YOUR TASK: Taking the line with "Only affects the" as the start, reproduce every line until the records end, exactly and with nothing added.

RECORDS PROVIDED:
PR #9509, opened 2026-08-27
fix: remove TrainJob node scaling 

PR3MM:
https://issues.redhat.com/browse/RHOAIENG-88673

## Description

Kubeflow Trainer 2.2 made spec.trainer immutable (kubeflow/trainer#3157), so the dashboard's scale flow — which PATCHes spec.trainer.numNodes after create — is now rejected by the TrainJob validating webhook with spec.trainer: Forbidden: field is immutable. This is what's been failing testPauseAndScaleTrainjob.cy.ts on 3.6 EA1.

## What changed:
- Removed the scale modal, its API client, and all three entry points (table row pencil, table row kebab, drawer kebab + Resources tab)
- Node count is still shown, read-only, in both the table and the drawer
- Pause/resume is untouched (it patches spec.suspend, unaffected)
- RayJob scaling is untouched — different CRD, still works

Only affects the 3.6 stream; 3.5 is on Trainer 2.1 and doesn't have this problem. The hook keeps its original name and carries a comment pointing at this ticket, so reverting this commit restores the feature when upstream supports it again.

## How Has This Been Tested?

- packages/model-training Jest suite: 438 passing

YOUR RESPONSE:
Only affects the 3.6 stream; 3.5 is on Trainer 2.1 and doesn't have this problem. The hook keeps its original name and carries a comment pointing at this ticket, so reverting this commit restores the feature when upstream supports it again.

## How Has This Been Tested?

- packages/model-training Jest suite: 438 passing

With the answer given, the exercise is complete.